WHAT YOU HAVE TO DO |
Among the entries below, find each line holding "kinveyApiVersion" and return it.

TASK INPUT |

PR #229, opened 2019-05-17
MLIBZ - 2956 - Add new DataStore.count method with query object

b-stolyarov:
#### Description
Add new DataStore.count method with query object

#### Changes
Added new DataStore.count method with query object

#### Tests
Instrumented

### DIFF
--- a/java-api-core/src/com/kinvey/java/network/NetworkManager.java
+++ b/java-api-core/src/com/kinvey/java/network/NetworkManager.java
@@ -424,6 +424,16 @@ public class NetworkManager<T extends GenericJson> {
     }
 
     /**
+     * Get count of queried items in the collection
+     * @return GetCount request
+     * @throws IOException
+     */
+    public GetCount getCountBlocking(Query query) throws IOException {
+        GetCount getCount = new GetCount(query);
+        client.initializeRequest(getCount);
+        return getCount;
+    }
+    /**
      * Save (create or update) an entity to a collection.
      *
      * @param entity Entity to Save
@@ -652,7 +662,7 @@ public class NetworkManager<T extends GenericJson> {
         protected String limit;
         @Key("skip")
         protected String skip;
-        
+
 
         @Key
         private String fields = "_id,_kmd";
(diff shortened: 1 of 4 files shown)


java-api-core/src/com/kinvey/java/network/NetworkManager.java
```diff
@@ -950,10 +960,18 @@ public T execute() throws IOException {
      */
     public class GetCount extends AbstractKinveyReadHeaderRequest<KinveyCountResponse> {
 
-        private static final String REST_PATH = "appdata/{appKey}/{collectionName}/_count";
```
vinaygahlawat: Are we removing this `REST_PATH`? Do we still need it for the `GetCount()` where no query is passed?

java-api-core/src/com/kinvey/java/store/BaseDataStore.java
```diff
@@ -315,6 +315,23 @@ public Integer count(KinveyCachedClientCallback<Integer> cachedCallback) throws
         return new ReadCountRequest<T>(cache, networkManager, this.storeType.readPolicy, null, client.getSyncManager()).execute().getCount();
     }
 
+    /**
+     * Get count of queried items in collection
+     * @param cachedCallback is using with StoreType.CACHE to get items count in collection
+     * @return count of queried items in collection
+     */
+    @Nonnull
+    public Integer count(KinveyCachedClientCallback<Integer> cachedCallback, Query query) throws IOException {
```
vinaygahlawat: Since we are deprecating the `.Cache` store type, I do not think that we need to have a method that takes a `cachedCallback` as a parameter.

java-api-core/src/com/kinvey/java/network/NetworkManager.java
b-stolyarov: New `REST_PATH` works either with query and without it.

java-api-core/src/com/kinvey/java/store/BaseDataStore.java
b-stolyarov: We have this logic for count request without query, and I think we need it for new case, because I guess we can delete `KinveyCachedClientCallback` logic only when we will delete `CACHE` store type from project, WDYT?

vinaygahlawat: This is a good point. But in this case, since this is new functionality, I believe that we can introduce this method without having the cache callback. If users want to use this method, they should use it with an actively-supported data store.

PR #231, opened 2019-05-30
MLIBZ - 3014 - Implement multi-record insert

b-stolyarov:
#### Description
Implement multi-record insert

#### Changes
Modified save method in DataSore. Added feature to save multiple items in one request if sdk API version is 5.

#### Tests
Instrumented


android-lib/src/main/java/com/kinvey/android/store/DataStore.java
```diff
@@ -542,13 +546,29 @@ public void save(@NonNull T entity, @NonNull KinveyClientCallback<T> callback)
...
         Preconditions.checkNotNull(entities, "Entity cannot be null.");
         Logger.INFO("Calling DataStore#save(listObjects)");
         new SaveListRequest(entities, callback).execute();
     }
 
+    private void saveBatch(@NonNull List<T> entities, @NonNull KinveyClientCallback<List<T>> callback)  {
+        Preconditions.checkNotNull(client, "client must not be null");
+        Preconditions.checkArgument(client.isInitialize(), "client must be initialized.");
+        Preconditions.checkNotNull(entities, "Entity cannot be null.");
+        Logger.INFO("Calling DataStore#saveBatch(listObjects)");
```
vinaygahlawat: Need another Precondition here if the number of items in the list of entities is greater than 100.

java-api-core/src/com/kinvey/java/model/KinveyError.java
```diff
@@ -0,0 +1,37 @@
+package com.kinvey.java.model;
+
+import com.google.api.client.util.Key;
+
+public class KinveyError {
```
vinaygahlawat: The name of this class should be more specific, since it is for multi-insert errors.

android-lib/src/main/java/com/kinvey/android/store/DataStore.java
b-stolyarov: I've added new precondition `checkPositionIndex` that will stop execution if user will try to send more than 100 items per request.

java-api-core/src/com/kinvey/java/model/KinveyError.java
b-stolyarov: Renamed KinveyError class to KinveyBatchInsertError.

PR #238, opened 2019-06-29
MLIBZ-3057: Multi insert for push logic

b-stolyarov:
#### Description
Multi-insert support in `push` classes logic.

#### Changes
Added multi-insert support in `push` classes logic.

#### Tests
Instrumented.


android-lib/src/main/java/com/kinvey/android/async/AsyncBatchPushRequest.java
```diff
@@ -0,0 +1,267 @@
...
+                    callback.onFailure(e);
+                }
+                callback.onProgress(pushResponse.getSuccessCount(), fullCount);
+            }
+        }
+        return resultSingleItems;
+    }
+
+    private KinveySyncSaveBatchResponse processBatchSyncRequest(List<SyncItem> syncItems, List<T> saveItems) throws IOException {
+        SyncRequest syncRequest = manager.createSaveBatchSyncRequest(collection, networkManager, saveItems);
```
heyzooi: I believe you need to split this request into multiple requests if the length/size of saveItems is greater than `100`

android-lib/src/main/java/com/kinvey/android/async/AsyncBatchPushRequest.java
```diff
@@ -0,0 +1,267 @@
+/*
```
heyzooi: since this is a new class, do you think we should implement in Kotlin instead? And Also `KinveyPushBatchResponse`, `KinveySyncSaveBatchResponse`, `KinveyUpdateObjectsResponse`, `KinveyUpdateSingleItemError`

android-lib/src/main/java/com/kinvey/android/store/DataStore.java
```diff
@@ -682,12 +683,24 @@ public void delete(@NonNull Query query, @NonNull KinveyDeleteCallback callback)
      *
      * @param callback KinveyPushCallback
      */
-    public void push(@NonNull KinveyPushCallback callback){
+    public void push(@NonNull KinveyPushCallback callback) {
         Preconditions.checkNotNull(client, "client must not be null");
         Preconditions.checkArgument(client.isInitialize(), "client must be initialized.");
+        if (KINVEY_API_VERSION_5.equals(kinveyApiVersion)) {
```
heyzooi: better check if `kinveyApiVersion` is `greater or equal than` instead of `equal`

java-api-core/src/com/kinvey/java/model/KinveyBatchInsertError.java
```diff
@@ -27,11 +27,11 @@ public void setCode(long code) {
         this.code = code;
     }
 
-    public long getIndex() {
+    public int getIndex() {
```
heyzooi: since this is a `public` member, this will be a breaking change right? Is there any way to avoid this breaking change?

java-api-core/src/com/kinvey/java/model/KinveyUpdateSingleItemError.java
```diff
@@ -0,0 +1,45 @@
...
+    }
+
+    @Key
+    private GenericJson entity;
+    @Key
+    private long code;
+    @Key
+    private String errmsg;
+
+    public String getErrmsg() {
```
heyzooi: since this is already an Exception/Error class, I think it's fine to give this a better name like `message` instead of `errmsg`. What do you think?

java-api-core/src/com/kinvey/java/sync/dto/SyncRequest.java
```diff
@@ -49,9 +49,11 @@
         }
 
         public static HttpVerb fromString(String verb){
-            for (HttpVerb v : HttpVerb.values()){
-                if (v.query.equals(verb)){
-                    return v;
+            if (verb != null) {
+                for (HttpVerb v : HttpVerb.values()){
+                    if (v.query.equals(verb)){
```
heyzooi: I'm wondering if this check needs to be case insensitive

android-lib/src/main/java/com/kinvey/android/async/AsyncBatchPushRequest.java
b-stolyarov: It will be a separated task for this feature.

android-lib/src/main/java/com/kinvey/android/async/AsyncBatchPushRequest.java
b-stolyarov: for `Kotlin` classes implementation,
Kotlin support updates currently only exists in `kotlin-migration` branch and that changes I think we cannot merge into `indev` branch because we need some tasks to do for full `Kotlin` support.
So currently I use `Java` for this classes. Maybe later we will convert all this classes to `Kotlin` but in this `kotlin-migration` branch then.

java-api-core/src/com/kinvey/java/model/KinveyBatchInsertError.java
b-stolyarov: fixed

java-api-core/src/com/kinvey/java/model/KinveyUpdateSingleItemError.java
b-stolyarov: Fixed.

java-api-core/src/com/kinvey/java/sync/dto/SyncRequest.java
b-stolyarov: Added fix to make this compare logic case insensitive.

android-lib/src/main/java/com/kinvey/android/async/AsyncBatchPushRequest.java
vinaygahlawat: This work is tracked by https://kinvey.atlassian.net/browse/MLIBZ-3089.

java-api-core/src/com/kinvey/java/model/KinveyUpdateSingleItemError.java
heyzooi: I see you fixed the other issues, but this one still as it was. maybe you forgot to commit this file

PR #239, opened 2019-07-09
Kotlin migration

b-stolyarov:
#### Description
Kotlin migration

#### Changes
Updated Gradle version to 5.1.1,
Support for Kotlin added
Changed JavaDoc generating tool from Doclava to Dokka 

#### Tests
Instrumented


android-lib/build.gradle
```diff
@@ -54,19 +54,27 @@ android {
     abortOnError false
   }
   packagingOptions {
+    exclude 'META-INF/NOTICE'
+    exclude 'META-INF/LICENSE'
```
heyzooi: @vinaygahlawat do we need to include the license files inside the package?

android-lib/build.gradle
```diff
@@ -54,19 +54,27 @@ android {
...
 
 configurations {
-  jaxDoclet
-  classpaths
   compile.exclude module: 'guava-jdk5'
 }
 
 buildscript {
+  ext.kotlin_version = '1.3.40'
+  ext.dokkaVersion = '0.9.17'
```
heyzooi: if the dokka also applies for the java-core project better to move the the `parent` gradle file

appcompat_v7/AndroidManifest.xml
```diff
@@ -1,20 +0,0 @@
...
-     Unless required by applicable law or agreed to in writing, software
-     distributed under the License is distributed on an "AS IS" BASIS,
-     WITHOUT WARRANTIES OR CONDITIONS OF ANY KIND, either express or implied.
-     See the License for the specific language governing permissions and
-     limitations under the License.
--->
-<manifest xmlns:android="http://schemas.android.com/apk/res/android"
-          package="android.support.v7.appcompat">
-    <uses-sdk android:minSdkVersion="7"/>
-    <application />
```
heyzooi: do we need to have this `AndroidManifest.xml` since this is a library and not an application?

android-lib/build.gradle
b-stolyarov: Updated.

android-lib/build.gradle
vinaygahlawat: @heyzooi @b-stolyarov I think that we should include the license files inside the package.

b-stolyarov: Updated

SOLUTION |
+        if (KINVEY_API_VERSION_5.equals(kinveyApiVersion)) {
heyzooi: better check if `kinveyApiVersion` is `greater or equal than` instead of `equal`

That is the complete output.